Волнение, охватившее лейтенанта, не ускользнуло от внимания ротного, которому неожиданно пришла в голову мысль о том, что почтительное отношение командира взвода к нему не имеет ничего общего с напускным равнодушием.
— Как следует расценивать проступок рядового Фихтнера, да еще совершенный во время учений, вы лучше меня понимаете… — продолжал спокойно, без всяких эмоций майор.
Лейтенант Анерт слушал ротного и думал при этом о тех неприятных последствиях, которые ожидают его после учений. Отныне повсюду, где бы ни упоминалось имя Фихтнера, один из говорящих сразу же станет пояснять другому: «Это тот самый пастух из второго взвода третьей роты, который на последних учениях сбежал из расположения взвода…»
Теперь доброе имя лейтенанта Анерта окажется запятнанным, хотя сам он нисколько не виноват. Для того чтобы «прославиться» на весь полк, достаточно иметь в своем взводе одного солдата, подобного Фихтнеру. После ЧП, совершенного таким подчиненным, начальство автоматически начинает склонять на каждом совещании командира взвода, роты и даже батальона, и время от времени фамилии их будут упоминаться непременно. Сегодня такая молва коснулась лейтенанта Анерта, и его нисколько не утешала даже мысль о том, что, прежде чем дойти до него, взводного, она задела командира роты майора Пульмейера, командира батальона и, вероятно, самого командира полка полковника Ляйхзенринга.
Однако и лейтенант Анерт не последнее звено в этой цепи, хотя ему от сознания этого не становится лучше. Ниже лейтенанта есть еще командир отделения ефрейтор Айснер, который также нисколько не виноват в проступке Фихтнера. И уж только за ним следует тот, кто явился виновником ЧП, но ему-то, судя по всему, абсолютно безразлично, чем закончится эта история. После полуторагодовой службы в армии он преспокойненько снимет военную форму и уйдет на гражданку, где вряд ли кто поинтересуется тем, как же он служил в армии, ведь показатели, достигнутые им за время службы, будь они хорошими или плохими, не играют на гражданке абсолютно никакой роли. «Если командир роты майор Пульмейер и не накажет меня сейчас, — думал лейтенант, — то обязательно сделает это после учений, если, конечно, мне до того времени не удастся как-то сгладить этот неприятный инцидент, показав хорошие результаты… Как бы там ни было, а утешение довольно слабое…»
— А вы вообще-то меня слушаете? — неожиданно спросил Пульмейер.
Лейтенант Анерт кивнул и попытался поймать взгляд майора, а перехватив, прочел в нем столько недоверия, что сразу же потерял всякую надежду на благоприятный исход дела.
Командир роты заговорил снова, и это были общие слова, которые втолковывают любому подчиненному по любому поводу:
— Вам необходимо больше интересоваться помыслами своих подчиненных, лучше изучать их и уметь давать им правильную оценку. Помимо этого надо больше работать с младшими командирами…
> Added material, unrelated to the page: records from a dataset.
PR #13421, opened 2020-11-18
Load media library without storage permissions

planarvoid:
We've implemented a fix to not start loading data when the app doesn't have the storage permissions (this was crashing on one testing Samsung tablet). However, this didn't count with the use cases that don't require storage permissions. That's why when you have a fresh install of the app, the WP media library is not populated.

To test:
- Start with a freshly installed app
- Add a new post in GB editor
- Add an image block
- Click on "Add Image" 
- Click on "WordPress Media Library"
- Notice the images are populated

PR submission checklist:


develric (approved):
Hey @planarvoid modification makes sense and works as described. 

I reproduced the issue using develop and checked that the fix works using the CI build from this PR on Pixel 3 Emu API 29. :shipit:

Issue #13329, opened 2020-11-09
Jetpack Section: Backup Download


zwarm:
Parent #13267 

<img width="1779" alt="Screen Shot" src="https://user-images.githubusercontent.com/506707/100615590-cb9e9780-32e5-11eb-8793-b8394e82e36c.png">

**Design**
TBD

**Tasks**

- [x] Introduce "prepare for download endpoint" - [FluxC Issue](https://github.com/wordpress-mobile/WordPress-FluxC-Android/issues/1764) - [FluxC PR](https://github.com/wordpress-mobile/WordPress-FluxC-Android/pull/1766) 

- [x] Introduce support for checking status of a backup download preparation - [FluxC Issue ](https://github.com/wordpress-mobile/WordPress-FluxC-Android/pull/1766) [FluxC PR](https://github.com/wordpress-mobile/WordPress-FluxC-Android/pull/1772)
- [x] Create BackupDownloadProgressChecker 
- [x] Create BackupDownloadStatusService
- [x] Add backup feature flag
- [x] Turn choose items into recyclerview
- [x] Temporary entry point for backup download feature
- [x] Implement more menu in activity log for restore/backup choices
- [x] FluxC - migration backup table details into WellSqlConfig
- [x] FluxC - Update progress endpoints to include file message and current entry
- [x] FluxC - Enhance fetch backup download state to account for empty response [WordPress-Flux-Android#1853](https://github.com/wordpress-mobile/WordPress-FluxC-Android/pull/1853)
- [x] Activity Log List - Show backup download progress item #13926
- [x] Activity Log List - Show backup download and restore progress item at the same time #13926
- [x] Change "additional information" names to `footnote` to better describe the item #13912
- [x] On unchecking all checkbox items on the "Details" screen, we might want to disable the action button.  #13957
- [x] Add error logging anywhere an exception is deliberately thrown #13910 
- [x] Clear DB on null Fetch from API to support edge case where we are caught between running and complete. FluxC [PR](https://github.com/wordpress-mobile/WordPress-FluxC-Android/pull/1860) and WPAndroid [PR](https://github.com/wordpress-mobile/WordPress-Android/pull/13944)
~~- [ ] Make sure timestamp is shown on backup progress row when triggered from the web ~~ -- Issue has been moved outside of the Jetpack Section package #14083
- [x] Add notice to download the backup to ActivityLog & Backup list views. See issue #14030  @zwarm 
[...]

PR #13425, opened 2020-11-18
Add backup download progress checker

zwarm:
Parent #13329 

This PR introduces `BackupDownloadProgressChecker` and `BackupDownloadProgressCheckerTest` which handles checking status of the downloadable backup. Future PRs will use this class to maintain the UI progress indicator. It is modeled after RewindProgressChecker. This is the base logic, there may be changes to the logic once the UI development is underway.

**To test:** 
Feature is not being used yet, CI test success will be sufficient until UI is implemented.

PR submission checklist:


WordPress/src/main/java/org/wordpress/android/ui/activitylog/BackupDownloadProgressChecker.kt
```diff
@@ -0,0 +1,61 @@
...
+import org.wordpress.android.fluxc.store.ActivityLogStore.FetchBackupDownloadStatePayload
+import org.wordpress.android.fluxc.store.ActivityLogStore.OnBackupDownloadStatusFetched
+import org.wordpress.android.modules.DEFAULT_SCOPE
+import javax.inject.Inject
+import javax.inject.Named
+import javax.inject.Singleton
+
+@Singleton
+class BackupDownloadProgressChecker
+@Inject constructor(
```
malinajirka: Nitpick: I'd consider removing this line wrap. Unfortunately not all, but most classes in the project put the `constructor` keyword on the same line as the class name. The RewindProgressChecker is not consistent so we might want to update that in this PR too since it's a very minor change. Wdyt?

WordPress/src/main/java/org/wordpress/android/ui/activitylog/BackupDownloadProgressChecker.kt
```diff
@@ -0,0 +1,61 @@
...
+    private val activityLogStore: ActivityLogStore,
+    @param:Named(DEFAULT_SCOPE) private val defaultScope: CoroutineScope
+) {
+    companion object {
```
malinajirka: Nitpick: Again something which is consistent with the RewindProgressChecker but AFAIK not with the rest of the codebase. We usually create constants as private vals above the class, not in companion objects.

WordPress/src/test/java/org/wordpress/android/ui/activitylog/BackupDownloadProgressCheckerTest.kt
```diff
@@ -0,0 +1,144 @@
...
+            rewindId = "rewindId",
+            backupPoint = Date(),
+            startedAt = Date(),
+            progress = null,
+            downloadCount = 0,
+            validUntil = Date(),
+            url = "url"
+    )
+
+    private val backupDownloadStatusModel = BackupDownloadStatusModel(
```
malinajirka: Since the previous model is called "finishedBackDownload", we might want to consider naming this one something like "ongoing/runningBackupDownload". 

Also I don't see the purpose of `finishedBackupDownload` and `finishedBackupDownloadStatus` -> why do we need two fields when they contain the exact same values. Could we just remove `finishedBackupDownloadStatus` and use `finishedBackupDownload` instead?

Wdyt?

WordPress/src/test/java/org/wordpress/android/ui/activitylog/BackupDownloadProgressCheckerTest.kt
```diff
@@ -0,0 +1,144 @@
...
+        )
+
+        assertEquals(
+                OnBackupDownloadStatusFetched(FETCH_BACKUP_DOWNLOAD_STATE),
+                onBackupDownloadStatusFetched
+        )
+    }
+
+    @Test
+    fun `on start triggers fetch if backup download in progress`() = runBlocking {
```
malinajirka, line 78: I'd consider adding a one more test -> "on start does not trigger fetch if backup download not in progress" as otherwise this test technically doesn't test the "if backup download in progress" part? Wdyt?

malinajirka (commented):
Thanks @zwarm! I've left a couple of comments.

WordPress/src/main/java/org/wordpress/android/ui/activitylog/BackupDownloadProgressChecker.kt
zwarm: Will do 👍

WordPress/src/main/java/org/wordpress/android/ui/activitylog/BackupDownloadProgressChecker.kt
zwarm: I'll tidy that up. 👍

WordPress/src/test/java/org/wordpress/android/ui/activitylog/BackupDownloadProgressCheckerTest.kt
zwarm: Agree. I was actually considering adding the sealed classes since we don't get a progress = 100. Some of this _may_ be refactored once I get into the actual UI pieces, but for now I will get rid of it. Thanks

WordPress/src/test/java/org/wordpress/android/ui/activitylog/BackupDownloadProgressCheckerTest.kt
zwarm: In 1c79f0d

malinajirka (approved):
Thanks for all the changes! LGTM

PR #13430, opened 2020-11-19
Extract basic dialog with view model

planarvoid:
In order to make the SiteInfoBlock PR smaller I'm extracting this basic dialog and the view model into a separate PR (and adding some tests). This class is not used anywhere yet so it can't really be tested. 

The idea behind this change is to stop using the current BasicFragmentDialog which requires us to pass information back to the fragment through the activity and thus clutters the WPMainActivity.

To test:
- Nothing to test here

PR submission checklist:


WordPress/src/main/java/org/wordpress/android/ui/posts/BasicDialog.kt
```diff
@@ -0,0 +1,93 @@
...
+import androidx.lifecycle.ViewModelProviders
+import com.google.android.material.dialog.MaterialAlertDialogBuilder
+import dagger.android.support.AndroidSupportInjection
+import org.wordpress.android.ui.posts.BasicDialogViewModel.BasicDialogModel
+import javax.inject.Inject
+
+/**
+ * Basic dialog fragment with support for 1,2 or 3 buttons.
+ */
+internal class BasicDialog : AppCompatDialogFragment() {
```
renanferrari: Why do we need this to be `internal`?

WordPress/src/main/java/org/wordpress/android/ui/posts/BasicDialogViewModel.kt
```diff
@@ -0,0 +1,52 @@
...
+    }
+
+    fun onDismissByOutsideTouch(tag: String) {
+        _onInteraction.postValue(Event(Dismissed(tag)))
+    }
+
+    @Parcelize
+    data class BasicDialogModel(
+        val tag: String,
+        val title: String?,
```
renanferrari: Since this is nullable, maybe we should set `null` as the default value like the other optional arguments?

```suggestion
        val title: String? = null,
```

renanferrari (approved):
Thanks for the changes, the code looks pretty good and I really like how we're using the `BasicDialogViewModel` here. That said, I left a couple of minor question below. Feel free to merge this after answering them 🙂

planarvoid:
thanks for the comments @renanferrari , I've implemented your suggestions 👍

PR #13431, opened 2020-11-19
Create site info block item

### LINKED ISSUE #13343: Create My Site item and ViewHolder

planarvoid:
Fixes #13343 

I'm sorry for the size of this PR. I've tried extracting unrelated steps into separate PRs and not implementing parts of the logic but the rest seems really coupled together. Thinking back I probably could've left out the items interaction for another PR. What this PR does is that it introduces the `SiteInfoBlock`. That's the block that contains the icon, site name, URL and the `switchSite` button. 
- The icon is clickable and it opens a dialog the same way as it does in the current implementation. The dialog doesn't do anything yet and crashes the app on `TODO` items
- The title is clickable and opens a dialog to change the site title. The dialog interaction doesn't do anything yet and crashes the app on `TODO` items.
- The site URL opens the browser with the URL
- The switch site button opens the Switch Site activity (the result is not yet handled).

To test:
- Turn on the Improved My Site flag and restart the app
- Go to My Site fragment
- Notice the Site Info block is now visible
- Click on the URL 
- Notice the site URL opens in a browser
- Click on Switch site button 
- Notice the switch site activity is opened
- Click on the Title 
- Notice the title change dialog opens (dismiss will crash the app)
- Click on the site icon
- Notice the dialog opens (interaction will crash the app)

PR submission checklist:


renanferrari (commented):
Thanks for the changes! Code looks pretty good and everything seems to be working as expected, but I found a small inconsistency in the size of the site title, which used to be a bit bigger than it is now, as you can see below:

|Before|After|
|----|----|
|before|after|

planarvoid:
good catch @renanferrari , it took me some time to figure this out. It seems that we had to do kind of a hacky layout setup previously to manage the autosizing. In the end I've fixed it with setting min height on the title view in d4885f2 and it seems to work well. Make sure you try also changing the title to be very long (so it takes 2 lines of code instead). In that case it should downsize.

Screenshot 2020-11-23 at 16 16 25

renanferrari (approved):
Thanks for the updates, @planarvoid! Everything seems to be working as expected now. 

LGTM :shipit:

PR #13437, opened 2020-11-20
[Gutenberg] File Block -  FileBlockProcessor for upload media url transformation

jd-alexander:
## Findings
This PR is the Android side of the [iOS implementation for updating the HTML content](https://github.com/wordpress-mobile/WordPress-iOS/pull/15339) of the File Block without Gutenberg being open. 

## Solution
The `FileBlockProcessor` replaces all the `<a href>` that contain local file URLs with remote media URLs once the file upload is complete. The id of the File Block is also updated with a remote variant as well. 

@malinajirka while working on this I saw this use case [CleanUpMediaToPostAssociationUseCase](https://github.com/wordpress-mobile/WordPress-Android/blob/7ed34a51eab27dd77aa1b87b948bc296b478deb8/WordPress/src/main/java/org/wordpress/android/ui/posts/editor/media/CleanUpMediaToPostAssociationUseCase.kt) 

Since a file is basically a media item should we modify the regex for finding media related blocks below to include the file block so the use case mentioned above is run for it as well? 

https://github.com/wordpress-mobile/WordPress-Android/blob/e693397bc0cb879ec4fc8ea4efeb6114bb6dd44d/WordPress/src/main/java/org/wordpress/android/ui/posts/PostUtils.java#L444

## Testing

1. Add a file block to a new post.
2. Upload a file to the block (I  lessened the Cellular Network type and Signal strength to replicate a slow network so I  had enough time to close the editor).
3. Close the editor by pressing the back button.
4. Let the upload to finish in the background.
5. When the file is uploaded and the post saved, open the post again (on web or mobile).

Verify that the behavior is functioning correctly by :
  - Checking that the block renders properly.
  - Checking that all references to href are updated to the remote URL.
  - Checking that the file ID has been updated to the remote one.

## Reviewing 

## Submitter Checklist


malinajirka:
>@malinajirka while working on this I saw this use case CleanUpMediaToPostAssociationUseCase
> Since a file is basically a media item should we modify the regex for finding media related blocks below to include the file block so the use case mentioned above is run for it as well?

Great question! I'm not familiar with the file upload flow. However, if we use MediaModel (or similar) which can have a link to a post I agree that re-using the cleanUp usecase makes sense.

mkevins (commented):
Nice work here @jd-alexander :smiley: :+1: 

The code looks good, and I've tested this on a Pixel 3a (physical device), and it is working as expected. :tada: 

The only addition I'd suggest is to add a few unit tests (similar to the ones [here](https://github.com/wordpress-mobile/WordPress-Android/tree/gutenberg/file_block_media_processor/WordPress/src/test/java/org/wordpress/android/ui/posts/mediauploadcompletionprocessors)).

mkevins (approved):
Nice work Joel! Tests look good, and are passing. Once lint errors are fixed, LGTM!

jd-alexander:
Thanks for all the reviews @mkevins were you the one who wrote the regex here?
https://github.com/wordpress-mobile/WordPress-Android/blob/e693397bc0cb879ec4fc8ea4efeb6114bb6dd44d/WordPress/src/main/java/org/wordpress/android/ui/posts/PostUtils.java#L444

Let me know. I need to add regex for the File block but I am still a beginner with regex and I tend to take a bit longer time to write them so in the interest of time I am asking for some help to create one for the File block, Let me know if that's possible. 😄

mkevins:
> Thanks for all the reviews @mkevins were you the one who wrote the regex here?
> https://github.com/wordpress-mobile/WordPress-Android/blob/e693397bc0cb879ec4fc8ea4efeb6114bb6dd44d/WordPress/src/main/java/org/wordpress/android/ui/posts/PostUtils.java#L444
> 
> Let me know. I need to add regex for the File block but I am still a beginner with regex and I tend to take a bit longer time to write them so in the interest of time I am asking for some help to create one for the File block, Let me know if that's possible.

I didn't write that, but I've worked with similar regex in the past, so I'll give it a shot. I've created [a PR targeting this one](https://github.com/wordpress-mobile/WordPress-Android/pull/13458) with what I think the needed changes are. cc: @malinajirka , please let me know if anything else is needed for this.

Все это лейтенант выслушал молча, кивая в знак согласия. Подобные прописные истины давно были известны ему, с ними он познакомился еще на первом курсе офицерского училища. Нечасто случалось такое, чтобы педагог или командир рассказывал подчиненным о личных переживаниях или поражениях, как будто начальству всегда все удавалось с первого раза. А вот теперь, когда у новичка случилось ЧП, они делают удивленные лица и сразу же начинают давать советы, которые больше похожи на лекцию.
Анерт не спеша вернулся в расположение взвода. Теперь ему казалось, что после ЧП есть только один-единственный выход — бежать, и бежать как можно скорее из полка, от солдат, чтобы не видеть их. В конце концов в армии есть различного рода штабы, осев в одном из которых можно обезопасить себя от подобных случайностей и ЧП, избавиться от тяжкой обязанности воспитывать и обучать таких солдат.
А в подразделениях и частях сейчас все больше говорят о воспитании солдата социалистической армии. И не только офицеры, но и сами солдаты, у которых вряд ли сложилось ясное представление о том, что же это такое.